Your instructions:
In the entries below, find the line with "fix for https://github.com/thanos-io/thanos/issues/3456)." and the line with "- To simulate". Reproduce those two lines and every line between them exactly, and nothing more.

━━━ Exercise materials

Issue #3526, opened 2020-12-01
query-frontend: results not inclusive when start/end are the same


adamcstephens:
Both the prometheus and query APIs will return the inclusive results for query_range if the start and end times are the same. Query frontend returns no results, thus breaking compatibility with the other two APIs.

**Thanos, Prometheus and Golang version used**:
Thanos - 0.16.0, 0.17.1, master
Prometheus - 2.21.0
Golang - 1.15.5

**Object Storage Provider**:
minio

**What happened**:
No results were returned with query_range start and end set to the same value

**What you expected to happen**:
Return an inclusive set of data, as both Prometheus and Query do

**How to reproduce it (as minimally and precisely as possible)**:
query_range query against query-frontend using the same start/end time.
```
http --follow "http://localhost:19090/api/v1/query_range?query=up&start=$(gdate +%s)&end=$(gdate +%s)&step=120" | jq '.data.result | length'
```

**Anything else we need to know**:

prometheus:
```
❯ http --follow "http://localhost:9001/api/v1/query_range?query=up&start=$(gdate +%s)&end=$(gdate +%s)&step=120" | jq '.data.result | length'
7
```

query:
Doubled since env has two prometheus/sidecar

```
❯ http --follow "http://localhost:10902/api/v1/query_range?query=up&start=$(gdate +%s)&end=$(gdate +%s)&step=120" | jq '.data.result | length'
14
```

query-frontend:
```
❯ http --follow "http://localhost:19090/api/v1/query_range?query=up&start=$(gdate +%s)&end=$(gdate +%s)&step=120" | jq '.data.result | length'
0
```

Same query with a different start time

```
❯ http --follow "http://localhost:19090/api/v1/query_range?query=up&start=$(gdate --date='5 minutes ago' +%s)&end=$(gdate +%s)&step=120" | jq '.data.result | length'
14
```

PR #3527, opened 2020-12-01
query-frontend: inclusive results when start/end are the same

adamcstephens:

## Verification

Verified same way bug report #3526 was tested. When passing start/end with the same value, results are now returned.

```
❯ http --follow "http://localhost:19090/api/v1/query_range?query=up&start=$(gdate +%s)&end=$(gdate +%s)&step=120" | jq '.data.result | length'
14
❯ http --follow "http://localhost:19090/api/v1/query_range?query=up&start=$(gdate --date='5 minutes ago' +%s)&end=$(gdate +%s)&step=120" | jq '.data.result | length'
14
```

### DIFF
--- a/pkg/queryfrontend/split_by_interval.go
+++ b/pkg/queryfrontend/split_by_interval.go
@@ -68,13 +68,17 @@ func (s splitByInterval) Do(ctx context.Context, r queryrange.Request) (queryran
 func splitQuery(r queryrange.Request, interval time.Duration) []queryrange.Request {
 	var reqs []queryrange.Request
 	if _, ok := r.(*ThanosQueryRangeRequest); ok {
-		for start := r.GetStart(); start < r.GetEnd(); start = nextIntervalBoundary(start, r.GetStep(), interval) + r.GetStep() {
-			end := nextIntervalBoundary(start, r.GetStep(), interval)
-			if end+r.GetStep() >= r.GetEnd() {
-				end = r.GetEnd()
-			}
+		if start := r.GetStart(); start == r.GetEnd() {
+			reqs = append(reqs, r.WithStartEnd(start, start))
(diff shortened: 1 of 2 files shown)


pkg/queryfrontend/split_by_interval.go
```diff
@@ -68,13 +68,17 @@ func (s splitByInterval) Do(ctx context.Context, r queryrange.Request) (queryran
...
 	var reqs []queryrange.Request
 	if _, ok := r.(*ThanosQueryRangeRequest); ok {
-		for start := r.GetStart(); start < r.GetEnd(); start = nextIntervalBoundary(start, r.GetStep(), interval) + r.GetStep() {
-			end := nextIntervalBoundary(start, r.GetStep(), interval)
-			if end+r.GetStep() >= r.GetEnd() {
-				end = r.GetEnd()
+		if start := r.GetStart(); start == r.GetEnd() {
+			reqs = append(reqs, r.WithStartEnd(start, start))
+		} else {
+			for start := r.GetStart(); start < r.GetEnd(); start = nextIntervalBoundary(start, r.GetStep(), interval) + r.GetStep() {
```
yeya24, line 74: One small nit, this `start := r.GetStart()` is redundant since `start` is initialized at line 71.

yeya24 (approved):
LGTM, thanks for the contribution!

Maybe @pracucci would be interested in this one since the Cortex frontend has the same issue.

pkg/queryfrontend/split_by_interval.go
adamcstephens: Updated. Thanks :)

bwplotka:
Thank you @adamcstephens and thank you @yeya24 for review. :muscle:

━━━━━━
━━━ Exercise materials

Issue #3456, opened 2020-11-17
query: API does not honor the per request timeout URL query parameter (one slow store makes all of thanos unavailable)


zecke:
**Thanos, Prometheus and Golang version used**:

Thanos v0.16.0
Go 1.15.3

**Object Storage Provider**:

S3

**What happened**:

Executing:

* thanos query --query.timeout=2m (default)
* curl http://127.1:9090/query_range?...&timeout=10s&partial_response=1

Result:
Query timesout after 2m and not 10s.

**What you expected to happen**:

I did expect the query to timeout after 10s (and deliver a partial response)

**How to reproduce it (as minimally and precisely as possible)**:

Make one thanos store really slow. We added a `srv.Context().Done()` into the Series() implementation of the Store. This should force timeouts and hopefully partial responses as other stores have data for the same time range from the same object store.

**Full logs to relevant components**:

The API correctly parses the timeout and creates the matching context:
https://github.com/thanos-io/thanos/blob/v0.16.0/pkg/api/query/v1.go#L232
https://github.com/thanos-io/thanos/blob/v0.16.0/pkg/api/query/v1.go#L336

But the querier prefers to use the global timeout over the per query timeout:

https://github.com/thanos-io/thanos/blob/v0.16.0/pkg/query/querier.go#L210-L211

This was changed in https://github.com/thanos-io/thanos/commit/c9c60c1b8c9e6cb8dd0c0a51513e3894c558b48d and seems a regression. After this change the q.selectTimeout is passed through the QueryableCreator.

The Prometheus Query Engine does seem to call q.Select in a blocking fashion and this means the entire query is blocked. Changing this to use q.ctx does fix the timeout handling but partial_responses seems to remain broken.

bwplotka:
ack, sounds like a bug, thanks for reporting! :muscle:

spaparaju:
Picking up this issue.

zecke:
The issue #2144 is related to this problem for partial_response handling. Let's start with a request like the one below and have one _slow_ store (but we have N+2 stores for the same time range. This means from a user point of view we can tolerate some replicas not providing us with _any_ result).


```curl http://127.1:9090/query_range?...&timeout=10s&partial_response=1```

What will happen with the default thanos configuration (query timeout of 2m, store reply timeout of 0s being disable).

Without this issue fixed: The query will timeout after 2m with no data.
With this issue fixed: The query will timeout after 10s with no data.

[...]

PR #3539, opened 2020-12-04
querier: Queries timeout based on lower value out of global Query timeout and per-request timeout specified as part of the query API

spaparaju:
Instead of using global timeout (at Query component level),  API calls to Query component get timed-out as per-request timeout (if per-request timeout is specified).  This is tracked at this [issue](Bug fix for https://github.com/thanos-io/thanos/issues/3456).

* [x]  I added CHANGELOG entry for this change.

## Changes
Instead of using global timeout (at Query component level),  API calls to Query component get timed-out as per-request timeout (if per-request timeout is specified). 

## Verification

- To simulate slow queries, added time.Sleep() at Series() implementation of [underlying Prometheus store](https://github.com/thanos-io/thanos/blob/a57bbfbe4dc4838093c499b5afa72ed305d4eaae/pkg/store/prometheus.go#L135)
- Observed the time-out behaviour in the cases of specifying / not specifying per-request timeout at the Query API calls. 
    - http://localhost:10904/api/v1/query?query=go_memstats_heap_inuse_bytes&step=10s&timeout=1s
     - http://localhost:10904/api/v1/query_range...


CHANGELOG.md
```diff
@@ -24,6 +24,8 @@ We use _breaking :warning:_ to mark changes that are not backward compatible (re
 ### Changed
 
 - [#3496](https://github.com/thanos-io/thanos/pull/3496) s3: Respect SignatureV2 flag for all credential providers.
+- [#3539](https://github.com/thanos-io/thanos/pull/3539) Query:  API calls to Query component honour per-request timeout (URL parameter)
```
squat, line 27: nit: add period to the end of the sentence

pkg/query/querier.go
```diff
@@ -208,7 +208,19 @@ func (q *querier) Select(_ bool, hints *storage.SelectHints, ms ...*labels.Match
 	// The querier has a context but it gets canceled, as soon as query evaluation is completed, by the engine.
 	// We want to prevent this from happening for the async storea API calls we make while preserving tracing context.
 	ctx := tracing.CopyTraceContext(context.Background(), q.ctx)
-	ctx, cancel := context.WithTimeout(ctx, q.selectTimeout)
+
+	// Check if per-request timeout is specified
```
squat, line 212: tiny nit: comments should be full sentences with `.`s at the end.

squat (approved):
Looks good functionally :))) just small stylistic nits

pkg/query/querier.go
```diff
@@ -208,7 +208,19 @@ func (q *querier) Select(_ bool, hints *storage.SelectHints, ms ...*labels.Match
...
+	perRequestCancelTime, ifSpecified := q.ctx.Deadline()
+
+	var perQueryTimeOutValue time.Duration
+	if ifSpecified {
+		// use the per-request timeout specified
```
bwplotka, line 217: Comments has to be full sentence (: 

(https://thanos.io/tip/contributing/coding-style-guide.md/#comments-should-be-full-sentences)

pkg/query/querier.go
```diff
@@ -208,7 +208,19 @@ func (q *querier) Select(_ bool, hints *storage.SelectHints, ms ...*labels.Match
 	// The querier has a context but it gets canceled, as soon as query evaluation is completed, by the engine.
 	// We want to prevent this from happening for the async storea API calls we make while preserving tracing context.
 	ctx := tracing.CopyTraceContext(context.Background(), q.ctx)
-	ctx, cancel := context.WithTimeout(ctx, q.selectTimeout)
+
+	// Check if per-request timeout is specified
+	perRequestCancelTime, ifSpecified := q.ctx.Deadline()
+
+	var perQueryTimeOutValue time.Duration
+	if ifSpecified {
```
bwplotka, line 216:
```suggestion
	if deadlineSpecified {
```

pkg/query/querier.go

━━━━━━

Task result:
Instead of using global timeout (at Query component level),  API calls to Query component get timed-out as per-request timeout (if per-request timeout is specified).  This is tracked at this [issue](Bug fix for https://github.com/thanos-io/thanos/issues/3456).

* [x]  I added CHANGELOG entry for this change.

## Changes
Instead of using global timeout (at Query component level),  API calls to Query component get timed-out as per-request timeout (if per-request timeout is specified). 

## Verification

- To simulate slow queries, added time.Sleep() at Series() implementation of [underlying Prometheus store](https://github.com/thanos-io/thanos/blob/a57bbfbe4dc4838093c499b5afa72ed305d4eaae/pkg/store/prometheus.go#L135)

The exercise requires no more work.